Boron determination in a multi element national water monitoring program: the absence of legal limits.

2010 
Directive 98/83/EC concerning the drinking water quality and Directive 80/777/EC for Natural Mineral Water demand strict control and monitoring for the presence of metals. The State General Laboratory as the official control laboratory (Accredited by ISO 17025:2005) implements a national monitoring program in order to ensure that the drinking and natural mineral water quality satisfy the requirements of the respective Directives. The National Monitoring program covers mainly metals such as Pb, Cd, Cr, Ni, As, Se, Sb, Hg, Mn, Cu, Fe, Al and B in water supplied for human consumption either by distribution networks, vending machines, mobile water containers, ground water intended for human consumption as well as bottled water.

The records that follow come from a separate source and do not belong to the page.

PR #1315, opened 2026-05-21
add pg_stat_statements plans

jfcoz:
Add pg_stat_statements metrics:
plans_total: Number of times planned
plans_seconds_total: Total time spent in planning the statement

It needs the PostgreSQL setting: pg_stat_statements.track_planning

### DIFF
--- a/collector/pg_stat_statements.go
+++ b/collector/pg_stat_statements.go
@@ -110,6 +110,18 @@ func NewPGStatStatementsCollector(config collectorConfig) (Collector, error) {
 }
 
 var (
+	statStatementsPlansTotal = prometheus.NewDesc(
+		prometheus.BuildFQName(namespace, statStatementsSubsystem, "plans_total"),
+		"Number of times planned",
+		[]string{"user", "datname", "queryid"},
+		prometheus.Labels{},
+	)
+	statStatementsPlansSecondsTotal = prometheus.NewDesc(
+		prometheus.BuildFQName(namespace, statStatementsSubsystem, "plans_seconds_total"),
+		"Total time spent in planning the statement, in seconds",
+		[]string{"user", "datname", "queryid"},
+		prometheus.Labels{},
+	)
 	statStatementsCallsTotal = prometheus.NewDesc(
 		prometheus.BuildFQName(namespace, statStatementsSubsystem, "calls_total"),
 		"Number of times executed",
@@ -159,6 +171,8 @@ const (
 		pg_database.datname,
 		pg_stat_statements.queryid,
 		%s
+		0 as plans_total,
+		0 as plans_seconds_total,
 		pg_stat_statements.calls as calls_total,
 		pg_stat_statements.total_time / 1000.0 as seconds_total,
 		pg_stat_statements.rows as rows_total,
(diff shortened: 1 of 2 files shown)


collector/pg_stat_statements.go
```diff
@@ -110,6 +110,18 @@ func NewPGStatStatementsCollector(config collectorConfig) (Collector, error) {
...
+	statStatementsPlansTotal = prometheus.NewDesc(
+		prometheus.BuildFQName(namespace, statStatementsSubsystem, "plans_total"),
+		"Number of times planned",
+		[]string{"user", "datname", "queryid"},
+		prometheus.Labels{},
+	)
+	statStatementsPlansSecondsTotal = prometheus.NewDesc(
+		prometheus.BuildFQName(namespace, statStatementsSubsystem, "plans_seconds_total"),
+		"Total time spent in planning the statement, in seconds",
+		[]string{"user", "datname", "queryid"},
```
ArthurSens, line 122: queryID looks like a label with unbounded cardinality. Could we drop it?

jfcoz: I need it, for example to get the ratio of calls by plan and find queries which are badly used (for example prepare + bind inside a loop)

ArthurSens: This doesn't work well with Prometheus though 😅.

Maybe that could become an exemplar label in the histogram?

jfcoz: I don’t understand the problem. It’s already the same in all the other metrics from pg_stat_statements.

ArthurSens: Apologies, I probably should have said this from the beginning. I'm not a maintainer for this repository! If the maintainers are ok with it, that's what counts

ArthurSens: What I meant by "this doesn't work well with Prometheus" is that a single query will have a single ID and generate a single timeseries; another query will get a different ID and therefore become a brand-new timeseries.

All those unique IDs will become an entry in Prometheus's Posting index ([good blog in case you'd like to read more](https://ganeshvernekar.com/blog/prometheus-tsdb-persistent-block-and-its-index#3-index)). A gigantic posting index will make PromQL queries slower and increase resource usage

collector/pg_stat_statements.go
```diff
@@ -159,6 +171,8 @@ const (
 		pg_database.datname,
 		pg_stat_statements.queryid,
 		%s
+		0 as plans_total,
+		0 as plans_seconds_total,
```
ArthurSens, line 175: Not emitting the metric at all sounds better than a 0, people might misinterpret this as the table actually returning 0.

ArthurSens (changes requested):
Hi, getting back to this after a few months of extra experience with this exporter 😅. I'm ok with the queryID now, I understand that this is already present everywhere.

The codebase has been heavily refactored in the last few months (#1330), so a rebase will be needed, or even a fresh new PR, whatever is easier.

#1351 added configuration to preserve correct BIGINT numbers, so we also need to keep this config for the new metrics.


And last question: The collector currently selects its top statements by execution time. A planning-heavy but execution-cheap query (the main use case for this change) could therefore be excluded by the limit. Would ordering by combined planning and execution time, or making the ordering configurable, better serve this feature?

PR #1327, opened 2026-06-05
Fix short_desc null bug with coalesce wrapping

### LINKED ISSUE #1186: Error Scan error on column index 3, name \"short_desc\": converting NULL to string is unsupported
Errors in exporter logs:
ts=2025-08-25T13:38:29.358Z caller=postgres_exporter.go:714 level=error err="error retrieving settings: Error retrieving rows on \"localhost:5432\": pg sql: Scan error on column index 3, name \"short_desc\": converting NULL to string is unsupported"

Postgres Pro Enterprise 16.6 has null values for these parameters:
replan_enable
replan_show_signature

Please fix pg_settings query.

jun-gradial:
Summary:
- Fixes https://github.com/prometheus-community/postgres_exporter/issues/1186.
- `pg_settings.short_desc` can be `NULL` on some PostgreSQL-compatible systems, which causes the collector scan to fail with `converting NULL to string is unsupported` because the value is scanned into a Go string.
- Match the existing nullable `unit` handling by wrapping `short_desc` with `COALESCE(short_desc, '')`, so settings collection can continue when this optional description is missing.

Tests:
- `gofmt -w collector/pg_setting.go collector/pg_setting_test.go`
- `go test ./collector`

### DIFF
--- a/collector/pg_setting.go
+++ b/collector/pg_setting.go
@@ -52,7 +52,7 @@ var (
 	// Settings intentionally ignored due to invalid format:
 	// - `sync_commit_cancel_wait`, specific to Azure Postgres, see https://github.com/prometheus-community/postgres_exporter/issues/523
 	// - `google_dataplex.max_messages`, specific to Google Cloud SQL, see https://github.com/prometheus-community/postgres_exporter/issues/1240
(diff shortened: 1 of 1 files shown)


jun-gradial:
@sysadmind @ArthurSens  could you please take a look at this one ? thx.

ArthurSens:
Looking at the surrounding code, it seems `short_desc` isn't used for anything. Maybe the solution is to remove it from the query entirely 🤔 

I'm not a maintainer here though, let's wait to see what maintainers have to say

sysadmind (approved):
LGTM. Looks like it becomes the HELP for the metric inside *pgSetting.metric()

PR #1330, opened 2026-06-11
Refactor Postgres exporter to make it re-usable as a Go library

ArthurSens:
Superseeds #1297 and #1299

---

This PR refactors the Postgres exporter codebase so it can be easily embedded as a Go library in downstream projects. The architecture I'm aiming for in this PR is documented [here](https://github.com/prometheus/prometheus-opentelemetry-collector/blob/main/docs/embeddable-exporters.md).

To summarize:
* We're abstracting the concept of "One Postgres exporter" into an object called `Runtime`. This `Runtime` contains all Prometheus collectors in isolation.
* We have a `Config` package that holds all possible user-facing configuration, with the exception of `AuthModules`. That includes all CLI flags, including the enabled collectors.
* `cmd/postgres/main.go` stitches CLI flags, config, Runtime, and http handler together
* `cmd/postgres/probes.go` uses the Runtime abstraction to handle multiple postgres targets.

For more details on the architecture, I recommend reading the [docs](https://github.com/prometheus/prometheus-opentelemetry-collector/blob/main/docs/embeddable-exporters.md) we wrote or the Stackdriver exporter codebase, which already follows this architecture!


collector/runtime.go
```diff
@@ -0,0 +1,110 @@
...
+	postgresCollector *collector.PostgresCollector
+}
+
+func NewRuntime(cfg *config.Config, logger *slog.Logger) (*Runtime, error) {
+	if cfg == nil {
+		return nil, errors.New("config is required")
+	}
+	if !cfg.Validated() {
+		return nil, errors.New("config has not been validated; call cfg.Validate before NewRuntime")
+	}
```
kgeckhart: I kinda like what you did here, https://github.com/prometheus/prometheus-opentelemetry-collector/pull/11/changes#diff-e855075d0398417658889b1c58d1abee6934a122028a324919d2549250e16e72R60-R64, to have it call validate. We might want to log a warning since we would hope it would be done ahead of time but avoiding the error seems nice.

collector/runtime.go
sysadmind, line 1: Can we move the runtime.go and runtime_test.go to the collector/ package please? I think it's confusing to have a collectors/ package as a sibling. This has to call into collector/ anyway, so lets put them together.

collector/runtime.go
```diff
@@ -0,0 +1,110 @@
...
+	"github.com/prometheus-community/postgres_exporter/exporter"
+	"github.com/prometheus/client_golang/prometheus"
+)
+
+type Runtime struct {
+	exporter          *exporter.Exporter
+	postgresCollector *collector.PostgresCollector
+}
+
+func NewRuntime(cfg *config.Config, logger *slog.Logger) (*Runtime, error) {
```
sysadmind: Can we change this config to not be a pointer please? We have to validate it, so we don't want anyone changing it.

sysadmind (changes requested):

collector/probe.go
```diff
@@ -31,30 +32,27 @@ type ProbeCollector struct {
 
 func NewProbeCollector(logger *slog.Logger, excludeDatabases []string, registry *prometheus.Registry, dsn config.DSN) (*ProbeCollector, error) {
 	collectors := make(map[string]Collector)
-	initiatedCollectorsMtx.Lock()
-	defer initiatedCollectorsMtx.Unlock()
-	for key, enabled := range collectorState {
+	for key, enabled := range DefaultCollectorStates() {
```
sysadmind: Doesn't this change the behavior so that it's only ever the default collectors that get enabled?

config/config.go
```diff
@@ -20,12 +20,156 @@ import (
...
+
+	c.validated = true
+	return nil
+}
+
+func (c Config) Validated() bool {
+	return c.validated
+}
+
+func DefaultCollectorConfig() map[string]bool {
```
sysadmind, line 175: I don't like this configuration being here. Before, you set all the defaults in the collector/ package. Each collector touches its own file and sets the default and the name. That's it. 

Here , you have to know to add the name here, and to also set the default here? I think that the only place that defaults should be set for collectors is with the collector itself. That package already has a new `DefaultCollectorStates()` that might work, but I don't like the duplication.

config/config.go
```diff
@@ -20,12 +20,156 @@ import (
...
+		if _, ok := DefaultCollectorConfig()[name]; !ok {
+			return fmt.Errorf("unknown collector %q", name)
+		}
+	}
+
+	c.validated = true
+	return nil
+}
+
+func (c Config) Validated() bool {
```
sysadmind: I think we can drop this. We have the above validate() which is all that should matter.

config/config.go
```diff
@@ -20,12 +20,156 @@ import (
...
+const (
+	DefaultMetricPrefix      string        = "pg"
+	DefaultCollectionTimeout time.Duration = time.Minute
+
+	DefaultPGStatStatementsIncludeQuery bool = false
+	DefaultPGStatStatementsQueryLength  uint = 120
+	DefaultPGStatStatementsLimit        uint = 100
+)
+
+const (
```
sysadmind, line 40: I don't like having to define these names here in addition to in collector/

config/config.go
```diff
@@ -20,12 +20,156 @@ import (
...
+	DisableDefaultMetrics bool
+	AutoDiscoverDatabases bool
+	UserQueriesPath       string
+	ConstantLabels        string
+	ExcludeDatabases      []string
+	IncludeDatabases      []string
+	Collectors            map[string]bool
+	PGStatStatements      PGStatStatementsConfig
+
+	validated bool
```
sysadmind: I think we can just remove this bool struct field. Validate() is the only function we should need.

config/config.go
```diff
@@ -20,12 +20,156 @@ import (
...
+}
+
+type PGStatStatementsConfig struct {
```
sysadmind, line 106: What would it look like for this to be built by the collector instead and imported. If we're already importing the package for the defaults, it would mean we can leave config with the collector itself.

collector/probe.go
sysadmind: Actually, I think the reason this wouldn't come up is because this is now dead code. If we're moving away from this to runtime, we should clean up this dead code.

cmd/postgres_exporter/main.go
```diff
@@ -76,7 +131,15 @@ func main() {
 		return
 	}
 
-	if err := c.ReloadConfig(*configFile, logger); err != nil {
+	registry := prometheus.NewRegistry()
+	var err error
+	c, err = config.NewHandler(registry)
```
sysadmind: I find this weird that we pre-define C here. This is an easy thing to miss while reading the code - that C is a package var, not func local. I think this should change to explicitly set the package var, or better yet, can we just not have the package var if we don't need it?

cmd/postgres_exporter/main.go
```diff
@@ -161,11 +212,65 @@ func main() {
...
+	result := make([]string, 0, len(values))
+	for _, value := range values {
+		if trimmed := strings.TrimSpace(value); trimmed != "" {
+			result = append(result, trimmed)
+		}
+	}
+	return result
+}
+
+func mustParseDurationFlag(value string) time.Duration {
```
sysadmind: Func names that start `must` typically panic. In this case, that feels wrong. I think we should drop the `must` prefix.

cmd/postgres_exporter/main.go
```diff
@@ -161,11 +212,65 @@ func main() {
...
+	duration, err := time.ParseDuration(value)
+	if err != nil {
+		// Keep Kingpin's current parse-later behavior but fail clearly during
+		// config validation/construction.
```
sysadmind: This error is silent to the user. I think it should return the error and the calling code should log it.

cmd/postgres_exporter/main.go
sysadmind: Also, does this create an easy dev mistake? We have this as a pointer and the probe handler relies on it too. It leaves potential for a nil pointer.

sysadmind (changes requested):

config/config.go
ArthurSens: Hmmmm, I'm a bit conflicted on this one. I'm aligned with not liking the duplication, but I feel like the default configuration should live in the config package. The OTel Collector's Component interface requires a function that returns default configuration, and having to import the whole Collectors package for this sounds a bit too much 🤔. 

Would you be okay with keeping defaults in the config package, but finding a way to remove duplication?

config/config.go
ArthurSens: Yeah, I'm not 100% here about this. We discussed removing the Config pointer in NewRuntime, but if Config has pointer fields, like maps, that means even the value copy is subject to mutations.

It seems like we need to do getters and setters after all...? :(

config/config.go
ArthurSens: Yeah me neither, I was trying to avoid unnecessary package imports, but it might be better than duplication 🤷

config/config.go
ArthurSens: You mean we should always call Validate() inside NewRuntime(), rather than outside?

cmd/postgres_exporter/main.go
ArthurSens: removed the package global :)

config/config.go
```diff
@@ -18,14 +18,189 @@ import (
...
+	}
+	if c.CollectionTimeout <= 0 {
+		return ValidatedConfig{}, fmt.Errorf("collection timeout must be greater than zero")
+	}
+	for i, dsn := range c.DataSourceNames {
+		if dsn == "" {
+			return ValidatedConfig{}, fmt.Errorf("data source name at index %d must not be empty", i)
+		}
+	}
+	if c.PGStatStatements.QueryLength == 0 {
```
sysadmind: The error message says greater than - I think this test should also be greater than right?

config/config.go
```diff
@@ -18,14 +18,189 @@ import (
...
+		return ValidatedConfig{}, fmt.Errorf("pg_stat_statements query length must be greater than zero")
+	}
+	if c.PGStatStatements.Limit == 0 {
```
sysadmind: Here too on greater than.

config/config.go
```diff
@@ -18,14 +18,189 @@ import (
...
+	for name := range c.Collectors {
+		if name == "" {
+			return ValidatedConfig{}, fmt.Errorf("collector name must not be empty")
+		}
+		if _, ok := DefaultCollectorConfig()[name]; !ok {
+			return ValidatedConfig{}, fmt.Errorf("unknown collector %q", name)
+		}
+	}
+
+	return ValidatedConfig{inner: c.clone(), ok: true}, nil
```
sysadmind: Maybe this is a bit too careful, but what if we call c.clone() at the top of this function? That means the checks are all against our own personal copy and there's no risk of anyone modifying it. I don't think it really costs much extra. We're going to do all the checking. The only extra overhead is the copy if we're going to error.

ArthurSens: I think that's a good idea, if we clone at the end then we're still at risk of mutations

ArthurSens:
@sysadmind, thanks a lot for all the reviews so far! I believe all comments are addressed

sysadmind (approved):
I think this works the way it is. It does mean that contributors need to know more and touch more files to add a new collector. Maybe we should document that in the contributing guide.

The determination of metals in water by Inductively Coupled Plasma-Mass Spectroscopy (ICP-MS) is a technique that successfully meets the requirements of the above Directives as it is a very powerful tool for the measurement of metals at very low concentrations with high accuracy and precision. The results obtained indicate that metal concentrations in drinking and bottled water examined were by far, below the acceptable legal limits and even below the relevant detection limits. However, in samples of bottled natural mineral water, high boron concentration were determined and risk assessment was performed due to the absence of relevant legal limits. The present paper demonstrates the steps undertaken by the General Water Analysis Laboratory of the SGL for the validated method used by ICP-MS in the determination of trace metals including boron in drinking and bottled water.